**Try it**
All of the records below are to be copied exactly.
'''
PR #1716, opened 2023-08-08
refactor: update rates service

### LINKED ISSUE #1711: Update rates to be more intuitive
## Context
Currently, the rates in the MASE are "inversed", and not necessarily intuitive:
https://github.com/interledger/rafiki/blob/bf3bc665c219200baa62cdb79f7bd0118d6caeee/localenv/mock-account-servicing-entity/app/routes/rates.ts#L8-L21

Reading this, IMO, it seems as though the rate is 1 USD = 1.16 EUR, which is not true (although possible of course). What is true is 1 USD = 1 / 1.16 ~ 0.8620 EUR. 

This is the (trickled-up) result of what `rates` are when it comes to the ILP quote. From the ILP pay [documentation](https://github.com/interledgerjs/interledgerjs/tree/master/packages/pay#exchange-rates): 

> Exchange rates are represented as the ratio between a destination amount and a source amount, in fractional units.

+ (see [comment](https://github.com/interledgerjs/interledgerjs/blob/fba2dfe8da2e582205632cbbc9433253b7956416/packages/pay/src/index.ts#L343-L346) in the startQuote function)

This means that to ILP pay, these rates
```
{
    USD: 1
    EUR: 1.12
}
```
can be more specifically represented like:
```
{
    USD/USD: 1
    USD/EUR: 1.12
}
```

In my opinion, we should have the `/rates` API be more intuitive for integrators (and in-line with actual FX APIs):
https://www.exchangerate-api.com/docs/standard-requests
https://www.fastforex.io/
https://cdn.jsdelivr.net/gh/fawazahmed0/currency-api@1/latest/currencies/usd.json

to return something like
```
  USD: {
    EUR: 0.89,
    ZAR: 18.7
  },
  EUR: {
    USD: 1.12,
    ZAR: 20.48
  },
```
where it represents 1 USD = 0.89 EUR.

## Todos
- [ ] Return correct rates in the MASE to represent exchange rates for base as shown above
- [ ] Update rates service to handle updated rates
- [ ] Update any ilp pay arguments as necessary

mkurapov:

- Update rates API to _not_ have to expose inversed rates. 
- Create a mapping function from `Rates` to "ILP prices", use when quoting
- Serve rates from config file

See https://github.com/interledger/rafiki/issues/1711 for additional context.

## Context

Fixes #1711 

## Checklist

- [x] Tests added/updated
- [ ] Documentation added

### DIFF
--- a/localenv/cloud-nine-wallet/docker-compose.yml
+++ b/localenv/cloud-nine-wallet/docker-compose.yml
@@ -49,6 +49,7 @@ services:
       AUTH_SERVER_INTROSPECTION_URL: http://cloud-nine-wallet-auth:3007
       ILP_ADDRESS: test.cloud-nine-wallet
       STREAM_SECRET: BjPXtnd00G2mRQwP/8ZpwyZASOch5sUXT5o0iR5b5wU=
+      SLIPPAGE: 0
       PUBLIC_HOST: http://cloud-nine-wallet-backend
       OPEN_PAYMENTS_URL: http://cloud-nine-wallet-backend
       WEBHOOK_URL: http://cloud-nine-wallet/webhooks
--- a/localenv/cloud-nine-wallet/docker-compose.yml
+++ b/localenv/cloud-nine-wallet/docker-compose.yml
@@ -49,7 +49,6 @@ services:
       AUTH_SERVER_INTROSPECTION_URL: http://cloud-nine-wallet-auth:3007
       ILP_ADDRESS: test.cloud-nine-wallet
       STREAM_SECRET: BjPXtnd00G2mRQwP/8ZpwyZASOch5sUXT5o0iR5b5wU=
-      SLIPPAGE: 0
       PUBLIC_HOST: http://cloud-nine-wallet-backend
       OPEN_PAYMENTS_URL: http://cloud-nine-wallet-backend
       WEBHOOK_URL: http://cloud-nine-wallet/webhooks
--- a/localenv/cloud-nine-wallet/seed.yml
+++ b/localenv/cloud-nine-wallet/seed.yml
@@ -6,13 +6,13 @@ self:
 assets:
   - code: USD
     scale: 2
-    liquidity: 10000
+    liquidity: 1000000
   - code: EUR
     scale: 2
-    liquidity: 10000
+    liquidity: 1000000
   - code: MXN
     scale: 2
-    liquidity: 10000
+    liquidity: 1000000
 peers:
   - initialLiquidity: '100000'
     peerUrl: http://happy-life-bank-backend:3002
@@ -38,10 +38,10 @@ accounts:
     assetCode: USD
 rates:
   EUR:
-    MXN: 18.68
+    MXN: 18.78
     USD: 1.10
   USD:
-    MXN: 18.68
+    MXN: 17.07
     EUR: 0.91
   MXN:
     USD: 0.059
--- a/localenv/cloud-nine-wallet/seed.yml
+++ b/localenv/cloud-nine-wallet/seed.yml
@@ -10,6 +10,9 @@ assets:
   - code: EUR
     scale: 2
     liquidity: 10000
+  - code: MXN
+    scale: 2
+    liquidity: 10000
 peers:
   - initialLiquidity: '100000'
     peerUrl: http://happy-life-bank-backend:3002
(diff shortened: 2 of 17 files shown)


localenv/cloud-nine-wallet/docker-compose.yml
```diff
@@ -49,6 +49,7 @@ services:
       AUTH_SERVER_INTROSPECTION_URL: http://cloud-nine-wallet-auth:3007
       ILP_ADDRESS: test.cloud-nine-wallet
       STREAM_SECRET: BjPXtnd00G2mRQwP/8ZpwyZASOch5sUXT5o0iR5b5wU=
+      SLIPPAGE: 0
```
'''
**Problem solution**
PR #1716, opened 2023-08-08
refactor: update rates service

### LINKED ISSUE #1711: Update rates to be more intuitive
## Context
Currently, the rates in the MASE are "inversed", and not necessarily intuitive:
https://github.com/interledger/rafiki/blob/bf3bc665c219200baa62cdb79f7bd0118d6caeee/localenv/mock-account-servicing-entity/app/routes/rates.ts#L8-L21

Reading this, IMO, it seems as though the rate is 1 USD = 1.16 EUR, which is not true (although possible of course). What is true is 1 USD = 1 / 1.16 ~ 0.8620 EUR. 

This is the (trickled-up) result of what `rates` are when it comes to the ILP quote. From the ILP pay [documentation](https://github.com/interledgerjs/interledgerjs/tree/master/packages/pay#exchange-rates): 

> Exchange rates are represented as the ratio between a destination amount and a source amount, in fractional units.

+ (see [comment](https://github.com/interledgerjs/interledgerjs/blob/fba2dfe8da2e582205632cbbc9433253b7956416/packages/pay/src/index.ts#L343-L346) in the startQuote function)

This means that to ILP pay, these rates
```
{
    USD: 1
    EUR: 1.12
}
```
can be more specifically represented like:
```
{
    USD/USD: 1
    USD/EUR: 1.12
}
```

In my opinion, we should have the `/rates` API be more intuitive for integrators (and in-line with actual FX APIs):
https://www.exchangerate-api.com/docs/standard-requests
https://www.fastforex.io/
https://cdn.jsdelivr.net/gh/fawazahmed0/currency-api@1/latest/currencies/usd.json

to return something like
```
  USD: {
    EUR: 0.89,
    ZAR: 18.7
  },
  EUR: {
    USD: 1.12,
    ZAR: 20.48
  },
```
where it represents 1 USD = 0.89 EUR.

## Todos
- [ ] Return correct rates in the MASE to represent exchange rates for base as shown above
- [ ] Update rates service to handle updated rates
- [ ] Update any ilp pay arguments as necessary

mkurapov:

- Update rates API to _not_ have to expose inversed rates. 
- Create a mapping function from `Rates` to "ILP prices", use when quoting
- Serve rates from config file

See https://github.com/interledger/rafiki/issues/1711 for additional context.

## Context

Fixes #1711 

## Checklist

- [x] Tests added/updated
- [ ] Documentation added

### DIFF
--- a/localenv/cloud-nine-wallet/docker-compose.yml
+++ b/localenv/cloud-nine-wallet/docker-compose.yml
@@ -49,6 +49,7 @@ services:
       AUTH_SERVER_INTROSPECTION_URL: http://cloud-nine-wallet-auth:3007
       ILP_ADDRESS: test.cloud-nine-wallet
       STREAM_SECRET: BjPXtnd00G2mRQwP/8ZpwyZASOch5sUXT5o0iR5b5wU=
+      SLIPPAGE: 0
       PUBLIC_HOST: http://cloud-nine-wallet-backend
       OPEN_PAYMENTS_URL: http://cloud-nine-wallet-backend
       WEBHOOK_URL: http://cloud-nine-wallet/webhooks
--- a/localenv/cloud-nine-wallet/docker-compose.yml
+++ b/localenv/cloud-nine-wallet/docker-compose.yml
@@ -49,7 +49,6 @@ services:
       AUTH_SERVER_INTROSPECTION_URL: http://cloud-nine-wallet-auth:3007
       ILP_ADDRESS: test.cloud-nine-wallet
       STREAM_SECRET: BjPXtnd00G2mRQwP/8ZpwyZASOch5sUXT5o0iR5b5wU=
-      SLIPPAGE: 0
       PUBLIC_HOST: http://cloud-nine-wallet-backend
       OPEN_PAYMENTS_URL: http://cloud-nine-wallet-backend
       WEBHOOK_URL: http://cloud-nine-wallet/webhooks
--- a/localenv/cloud-nine-wallet/seed.yml
+++ b/localenv/cloud-nine-wallet/seed.yml
@@ -6,13 +6,13 @@ self:
 assets:
   - code: USD
     scale: 2
-    liquidity: 10000
+    liquidity: 1000000
   - code: EUR
     scale: 2
-    liquidity: 10000
+    liquidity: 1000000
   - code: MXN
     scale: 2
-    liquidity: 10000
+    liquidity: 1000000
 peers:
   - initialLiquidity: '100000'
     peerUrl: http://happy-life-bank-backend:3002
@@ -38,10 +38,10 @@ accounts:
     assetCode: USD
 rates:
   EUR:
-    MXN: 18.68
+    MXN: 18.78
     USD: 1.10
   USD:
-    MXN: 18.68
+    MXN: 17.07
     EUR: 0.91
   MXN:
     USD: 0.059
--- a/localenv/cloud-nine-wallet/seed.yml
+++ b/localenv/cloud-nine-wallet/seed.yml
@@ -10,6 +10,9 @@ assets:
   - code: EUR
     scale: 2
     liquidity: 10000
+  - code: MXN
+    scale: 2
+    liquidity: 10000
 peers:
   - initialLiquidity: '100000'
     peerUrl: http://happy-life-bank-backend:3002
(diff shortened: 2 of 17 files shown)


localenv/cloud-nine-wallet/docker-compose.yml
```diff
@@ -49,6 +49,7 @@ services:
       AUTH_SERVER_INTROSPECTION_URL: http://cloud-nine-wallet-auth:3007
       ILP_ADDRESS: test.cloud-nine-wallet
       STREAM_SECRET: BjPXtnd00G2mRQwP/8ZpwyZASOch5sUXT5o0iR5b5wU=
+      SLIPPAGE: 0
```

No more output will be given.